What you need to do: Below are some records; work out how many of their lines contain "adambkaplan" and give the number only.

Exercise input:
PR #24, opened 2019-09-05
Bug 1749557: new containers/image requires context with docker reference NewImageS…

gabemontero:
…ource

more stringent context requirements (new remote calls added) for download image signatures with new containers/image from recent bump

/assign @bparees 
/assign @adambkaplan 
@openshift/openshift-team-developer-experience FYI / PTAL

### DIFF
--- a/pkg/image/controller/signature/container_image_downloader.go
+++ b/pkg/image/controller/signature/container_image_downloader.go
@@ -36,7 +36,11 @@ func (s *containerImageSignatureDownloader) DownloadImageSignatures(image *image
 	if err != nil {
 		return nil, err
 	}
-	source, err := reference.NewImageSource(nil, nil)
+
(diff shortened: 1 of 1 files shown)


bparees:
there's an implication here that we don't have test coverage for image signature import or we would have caught this when the dep bump was done.  is it a test that we lost when we lost the integration tests?  can we bring it back as part of this PR?

gabemontero:
@dmage or @adambkaplan would have to answer the integration test question @bparees  ... I know I re-introduced a bunch of integration tests and extended tests late July / early August, but they were build focused.

gabemontero:
One set of passing tests ... the e2e-aws shows green, but had one DC flake with post commit hooks that seems unrelated 

also going to run builds and image eco

adambkaplan:
/retitle Bug 1749557: Provide context when obtaining image signatures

Answer space: 3